### The task
The required answer is each line in the entries below where "certData" occurs.

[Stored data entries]
———

PR #47, opened 2016-11-11
Feature/dep sync

mosen:
Initial draft DEP Sync

### DIFF
--- a/depsync/syncer.go
+++ b/depsync/syncer.go
@@ -1,4 +1,4 @@
-package dep
+package depsync
 
 import (
 	"errors"
@@ -31,13 +31,15 @@ type syncer struct {
 	doneChan             <-chan struct{}
 	Cursor               *Cursor
 	InitialFetchComplete bool
+	errorCount           int
 }
 
-func NewSyncer(client dep.Client, logger log.Logger, tickerChan <-chan time.Time, done <-chan struct{}) Syncer {
+func NewSyncer(client dep.Client, logger log.Logger, tickerChan <-chan time.Time) Syncer {
 	return &syncer{
 		logger:     logger,
 		client:     client,
 		tickerChan: tickerChan,
+		errorCount: 0,
 	}
 }
 
@@ -107,11 +109,14 @@ func (s *syncer) Sync(deviceChan chan dep.Device) (bool, error) {
 // The first run will always download a complete list of devices. Deltas will be fetched if the process is still running
 // after the first sync interval
 func (s *syncer) Start(deviceChan chan dep.Device) {
+	s.logger.Log("level", "debug", "msg", "DEP sync routine started")
+
 	for range s.tickerChan {
 		if !s.InitialFetchComplete {
 			more, err := s.Fetch(deviceChan)
 			if err != nil {
 				s.logger.Log("level", "error", "msg", fmt.Sprintf("Fetching initial snapshot of devices from DEP: %v", err))
+				s.errorCount++
 			} else {
 				s.logger.Log("level", "debug", "msg", fmt.Sprintf("More devices after this batch: %t", more))
 				if !more {
--- a/depsync/syncer.go
+++ b/depsync/syncer.go
@@ -3,50 +3,49 @@ package depsync
 import (
 	"errors"
 	"fmt"
+	"time"
+
 	"github.com/go-kit/kit/log"
 	"github.com/micromdm/dep"
-	"time"
 )
 
 // Syncer is responsible for fetching devices from DEP, keeping them in sync, and storing cursor information about the
 // current fetch operation.
 type Syncer interface {
-	Start(deviceChan chan dep.Device)
-	Pause()
-	Resume()
-	Fetch(deviceChan chan dep.Device) (bool, error)
+	Start(deviceChan chan<- dep.Device)
+	Fetch(deviceChan chan<- dep.Device) (bool, error)
 }
 
 // Cursor represents information about the current fetch operation. It is required to fetch multiple "pages" of devices.
 type Cursor struct {
 	Value   string
-	Created *time.Time // >7 days cursor is invalid.
+	Created time.Time // >7 days cursor is invalid.
 }
 
 type syncer struct {
 	logger               log.Logger
 	client               dep.Client
-	tickerChan           <-chan time.Time
-	tickerChanDisabled   <-chan time.Time
-	doneChan             <-chan struct{}
+	fetchInterval        time.Duration
+	ticker               *time.Ticker
+	done                 <-chan struct{}
 	Cursor               *Cursor
 	InitialFetchComplete bool
 	errorCount           int
 }
 
-func NewSyncer(client dep.Client, logger log.Logger, tickerChan <-chan time.Time) Syncer {
+func NewSyncer(client dep.Client, logger log.Logger, fetchInterval time.Duration, done <-chan struct{}) Syncer {
 	return &syncer{
-		logger:     logger,
-		client:     client,
-		tickerChan: tickerChan,
-		errorCount: 0,
+		logger:        logger,
+		client:        client,
+		fetchInterval: fetchInterval,
+		errorCount:    0,
+		done:          done,
 	}
 }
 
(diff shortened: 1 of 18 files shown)


depsync/syncer.go
```diff
@@ -0,0 +1,149 @@
...
+	"fmt"
+	"github.com/go-kit/kit/log"
+	"github.com/micromdm/dep"
+	"time"
+)
+
+// Syncer is responsible for fetching devices from DEP, keeping them in sync, and storing cursor information about the
+// current fetch operation.
+type Syncer interface {
+	Start(deviceChan chan dep.Device)
```
groob: no neet do name things `fooChan`. The channel already says what it is.

depsync/syncer.go
```diff
@@ -0,0 +1,149 @@
...
+	Pause()
+	Resume()
+	Fetch(deviceChan chan dep.Device) (bool, error)
+}
+
+// Cursor represents information about the current fetch operation. It is required to fetch multiple "pages" of devices.
+type Cursor struct {
+	Value   string
+	Created *time.Time // >7 days cursor is invalid.
```
groob: Should just be `time.Time`, no?

depsync/syncer.go
```diff
@@ -0,0 +1,149 @@
...
+}
+
+type syncer struct {
+	logger               log.Logger
+	client               dep.Client
+	tickerChan           <-chan time.Time
```
groob: lets add `fetchInterval time.Duration` and create an internal ticker instead. Both this and disabled seem unnecessary.

depsync/syncer.go
```diff
@@ -0,0 +1,149 @@
...
+		logger:     logger,
+		client:     client,
+		tickerChan: tickerChan,
+		errorCount: 0,
+	}
+}
+
+// Fetch fetches a list of DEP devices in batches. The first return value indicates that there are more devices to fetch.
+func (s *syncer) Fetch(deviceChan chan dep.Device) (bool, error) {
+	var deviceResponse *dep.DeviceResponse
```
groob: group the vars with `var ( )`

depsync/syncer.go
```diff
@@ -0,0 +1,149 @@
...
+	var err error
+
+	if s.Cursor != nil {
```
groob: instead of using `else`, how about we `append` to an opts slice and then use `cilent.FetchDevices(opts...)`

depsync/syncer.go
```diff
@@ -0,0 +1,149 @@
...
+func NewSyncer(client dep.Client, logger log.Logger, tickerChan <-chan time.Time) Syncer {
+	return &syncer{
+		logger:     logger,
+		client:     client,
+		tickerChan: tickerChan,
+		errorCount: 0,
+	}
+}
+
+// Fetch fetches a list of DEP devices in batches. The first return value indicates that there are more devices to fetch.
```
groob: Wrap the doc string at 80 columns.

depsync/syncer.go
```diff
@@ -0,0 +1,149 @@
...
+	Value   string
+	Created *time.Time // >7 days cursor is invalid.
+}
+
+type syncer struct {
+	logger               log.Logger
+	client               dep.Client
+	tickerChan           <-chan time.Time
+	tickerChanDisabled   <-chan time.Time
+	doneChan             <-chan struct{}
```
groob: `done chan struct{}` ? `doneChan` stutters.

depsync/syncer.go
```diff
@@ -0,0 +1,149 @@
...
+	return deviceResponse.MoreToFollow, nil
+}
+
+// Start starts the synchronisation schedule which runs at a configured interval.
+// The first run will always download a complete list of devices. Deltas will be fetched if the process is still running
+// after the first sync interval
+func (s *syncer) Start(deviceChan chan dep.Device) {
+	s.logger.Log("level", "debug", "msg", "DEP sync routine started")
+
+	for range s.tickerChan {
```
groob: you can just have the channel block until it receives a tick `<- ticker`

depsync/syncer.go
```diff
@@ -0,0 +1,149 @@
...
+	return &syncer{
+		logger:     logger,
+		client:     client,
+		tickerChan: tickerChan,
+		errorCount: 0,
+	}
+}
+
+// Fetch fetches a list of DEP devices in batches. The first return value indicates that there are more devices to fetch.
+func (s *syncer) Fetch(deviceChan chan dep.Device) (bool, error) {
```
groob: `deviceChan` should be renamed to `device` and the channel input needs a direction specified. Is this a send or receive channel?

depsync/writer.go
```diff
@@ -0,0 +1,70 @@
...
+
+func NewWriter(datastore device.Datastore, logger log.Logger) Writer {
+	return &writer{
+		datastore: datastore,
+		logger:    logger,
+	}
+}
+
+func (w *writer) Start(deviceChan <-chan dep.Device) {
+	for dev := range deviceChan {
```
groob: This looks like a candidate for `select`

depsync/syncer.go
```diff
@@ -0,0 +1,149 @@
...
+			} else {
+				s.logger.Log("level", "debug", "msg", fmt.Sprintf("More devices after this sync: %t", more))
+			}
+		}
+	}
+}
+
+// Pause pauses the synchronisation timer
+func (s *syncer) Pause() {
+	s.tickerChanDisabled = s.tickerChan
```
groob: This looks race-y. try to compile with `go build -race` and see if it panics after running for a bit. 

IMO it's also not necessary if we replace the channel with just a time.Duration interval.

main.go
```diff
@@ -43,30 +45,31 @@ func main() {
...
+		flPushPass        = flag.String("push-pass", envString("MICROMDM_PUSH_PASS", ""), "push certificate password")
+		flEnrollment      = flag.String("profile", envString("MICROMDM_ENROLL_PROFILE", ""), "path to enrollment profile")
+		flDEP             = flag.Bool("dep", envBool("MICROMDM_USE_DEP"), "use DEP")
+		flDEPCK           = flag.String("dep-consumer-key", envString("DEP_CONSUMER_KEY", ""), "dep consumer key")
+		flDEPCS           = flag.String("dep-consumer-secret", envString("DEP_CONSUMER_SECRET", ""), "dep consumer secret")
+		flDEPAT           = flag.String("dep-access-token", envString("DEP_ACCESS_TOKEN", ""), "dep access token")
+		flDEPAS           = flag.String("dep-access-secret", envString("DEP_ACCESS_SECRET", ""), "dep access secret")
+		flDEPsim          = flag.Bool("depsim", envBool("DEP_USE_DEPSIM"), "use default depsim credentials")
+		flDEPServerURL    = flag.String("dep-server-url", envString("DEP_SERVER_URL", ""), "dep server url. for testing. Use blank if not running against depsim")
+		flDEPSyncInterval = flag.String("dep-sync-interval", envString("DEP_SYNC_INTERVAL", "60"), "dep synchronization interval in seconds.")
```
groob: use `flag.Duration` and then just pass that down :)

depsync/syncer.go
```diff
@@ -0,0 +1,149 @@
+package depsync
+
+import (
```
groob: Not sure what IDE you're using, but the imports need to be sorted - stdlib imports first, then a space, then other imports. `goimports` will do that for you.

depsync/syncer.go
```diff
@@ -0,0 +1,149 @@
...
+	s.logger.Log("level", "debug", "msg", fmt.Sprintf("Fetching %d devices", len(deviceResponse.Devices)))
+	for _, dev := range deviceResponse.Devices {
+		deviceChan <- dev
+	}
+
+	return deviceResponse.MoreToFollow, nil
+}
+
+// Sync fetches devices since the given cursor value
+func (s *syncer) Sync(deviceChan chan dep.Device) (bool, error) {
```
groob: I have no clue what `bool` is. Consider naming the return values here.

Issue #55, opened 2016-11-14
app: allow passing separate APNS certificate and private key. 


groob:
Currently the flags menu reads:
```
  -push-cert string
        path to push certificate
  -push-key string
        path to push certificate private key(if not using a single .p12 file)
  -push-password string
        push certificate password
``` 
but only the `.p12` file is actually supported.

It would be easy to load the certificate and key separately.
The `setupPushService` uses a helper to unbundle the `p12` file, but then the `push.NewClient` expects the unbundled x509.Certificate + rsa.PrivateKey.
Check to see if the config is not empty and load the cert and key from the given paths. 

For reference: 
https://golang.org/pkg/crypto/x509/#ParseCertificate
https://golang.org/pkg/crypto/x509/#ParsePKCS1PrivateKey
micromdm/certhelper has a bunch of loading/parsing code for keys. 

It would be perfectly acceptable to only support loading PEM formatted certs/keys. That's the format that you get the cert in from identity.apple.com and from certhelper.

PR #60, opened 2016-11-14
Fix for #55 providing ability to provide PEM cert & key for the APNS …

jessepeterson:
…cert (instead of only P12) (#55)


jessepeterson:
Please critique harshly. :)  This seems a bit hacky the way we're it's being done here by reading/decoding the certificate twice, essentially - once for the actual load for the APNS lib and the other for extracting the topic. Seems like once the cert is successfully decoded we ought to be using that. However I haven't extensively reviewed the architecture to know how best to solve that or if it would too tightly couple components so for now just duplicate some logic.

enroll/certificates.go
```diff
@@ -1,22 +1,39 @@
...
 )
 
-const PushTopicASN1 string = "0.9.2342.19200300.100.1.1"
+const (
+	certificatePEMBlockType string = "CERTIFICATE"
+	PushTopicASN1                  = "0.9.2342.19200300.100.1.1"
+)
 
-func GetPushTopicFromPKCS12(certPath string, certPass string) (string, error) {
+func GetPushTopicFromCert(certPath, certPass, keyPath string) (string, error) {
```
groob: Avoid using `Get...` in the name of the function. `TopicFromCert`, same as in buford looks perfectly clear. 

It should also be private `topicFromCert`, no reason to offer this in the public API, especially since we might update bufford and use that instead.

enroll/certificates.go
```diff
@@ -1,22 +1,39 @@
...
 	certData, err := ioutil.ReadFile(certPath)
 	if err != nil {
 		return "", err
 	}
 
-	_, cert, err := pkcs12.Decode(certData, certPass)
-	if err != nil {
-		return "", err
+	var cert *x509.Certificate
```
groob: I agree with you that it seems like we're doing double work here with decoding the same certs. If this service requires the cert and key, we can move this decoding to the setup code, and change the inputs to NewService to accept a *x509.Certificate and a *rsa.PrivateKey instead of accepting string paths.

app/services.go
```diff
@@ -155,15 +157,31 @@ func (s *serviceManager) setupPushService() {
...
+			s.APNS.CertificatePath,
+			s.APNS.PrivateKeyPass,
+		)
+		if err != nil {
+			s.err = err
+			return
+		}
+		tlscert = pushcertificate.TLS(cert, key)
+	} else {
+		tlscert, err = tls.LoadX509KeyPair(
```
groob: If you decide to move the certificate unmarshalling code from the enroll package here, you can just use `pushcertificate.TLS(...)` regardless of wether it's a PEM or a p12.

enroll/certificates.go
```diff
@@ -1,22 +1,39 @@
...
+	"encoding/pem"
 	"errors"
 	"golang.org/x/crypto/pkcs12"
 	"io/ioutil"
 )
 
-const PushTopicASN1 string = "0.9.2342.19200300.100.1.1"
+const (
+	certificatePEMBlockType string = "CERTIFICATE"
+	PushTopicASN1                  = "0.9.2342.19200300.100.1.1"
```
groob: The PushTopic could be changed to an oid var, and then you can use the correct `.Equals` function from `asn1`. 

The change would be something like `var oidASN1Topic = asn1.ObjectIdentifier{0,9,2342,...}` and then you can compare with https://golang.org/pkg/encoding/asn1/#ObjectIdentifier.Equal
I know the const was there from the previous PR, but I think it would be good to clean up :)

jessepeterson: Roger that.  The PKCS12/PushTopic code already existed and I minimally changed it. Noted nonetheless, though!

enroll/certificates.go
jessepeterson: Roger that.  The PKCS12/PushTopic code already existed and I minimally changed it. Noted nonetheless, though! I didn't catch that this was in the same package, so that can certainly change.

enroll/certificates.go
jessepeterson: Let's talk structure/architecture at some point. I'd like to see the capability for multiple MDM "servers" (that is push topics+URLs) supported under one single daemon/server.

groob: Can you open a short issue about this so we remember to discuss? (Maybe just link to your comment here). I've thought a bit about this very briefly as well.

enroll/certificates.go
```diff
@@ -11,7 +11,17 @@ import (
 
 const certificatePEMBlockType string = "CERTIFICATE"
 
-var oidASN1Topic = asn1.ObjectIdentifier{0, 9, 2342, 19200300, 100, 1, 1}
+var oidASN1UserID = asn1.ObjectIdentifier{0, 9, 2342, 19200300, 100, 1, 1}
```
groob: Nice attention to detail!

app/services.go
```diff
@@ -68,15 +77,82 @@ type serviceManager struct {
...
+			s.err = err
+			return
+		}
+		s.PushServiceCert.PrivateKey, s.PushServiceCert.Certificate, err =
+			pkcs12.Decode(pkcs12Data, s.APNS.PrivateKeyPass)
+		if err != nil {
+			s.err = err
+			return
+		}
+	} else {
```
groob: up to you, but I'd clean it up a bit by doing the following:

```
s.PushServiceCert.PrivateKey, s.PushServiceCert.Certificate, s.err = pkcs12.Decode(pkcs12Data, s.APNS.PrivateKeyPass)
return
```
the drop the `else`(since we return right above), and then do the same on line 123.

PR #63, opened 2016-11-20
add event publisher

groob:
Previously we were writing events directly to a datastore. This branch is the beginning of work to transition publishing events to a message queue instead. 

move previous checkin service to `checkin/service/direct`
add new event package for MDM events. use an NSQ producer to publish events to a topic.
add new implementation of checkin service in `checkin/service/event` The event version writes `Authenticate, TokenUpdate and Checkout` events to individual topics. 

Here's an example way to "subscribe" to an event topic with NSQ. This can be done outside the micromdm process. 

```
package main

import (
	"fmt"
	"log"
	"time"

	"github.com/nsqio/go-nsq"
)

func main() {

	cfg := nsq.NewConfig()

	c, err := nsq.NewConsumer("mdm.Authenticate", "printer", cfg)
	if err != nil {
		log.Fatal(err)
	}
	go func() {
		c.AddHandler(nsq.HandlerFunc(func(m *nsq.Message) error {
			fmt.Println(string(m.Body))
			return nil
		}))

		if err := c.ConnectToNSQD("localhost:4150"); err != nil {
			panic(err)
		}
	}()

	// Sleep a little to give everything time to start up and let
	// our producer and consumer run
	time.Sleep(5 * time.Minute)

}
```

### DIFF
--- a/app/config.go
+++ b/app/config.go
@@ -142,6 +142,9 @@ func (c *Config) loadDEPConfig(enabled, sim bool, ck, cs, at, as, serverURL stri
 		AccessSecret:   as,
 		ServerURL:      serverURL,
 	}
+	if !sim && (ck == "" || cs == "" || at == "" || as == "") {
+		config.Enabled = false
+	}
 	if sim {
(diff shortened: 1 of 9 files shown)


groob:
Going to close this and push against new core branch.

———

### Task output
 	certData, err := ioutil.ReadFile(certPath)
-	_, cert, err := pkcs12.Decode(certData, certPass)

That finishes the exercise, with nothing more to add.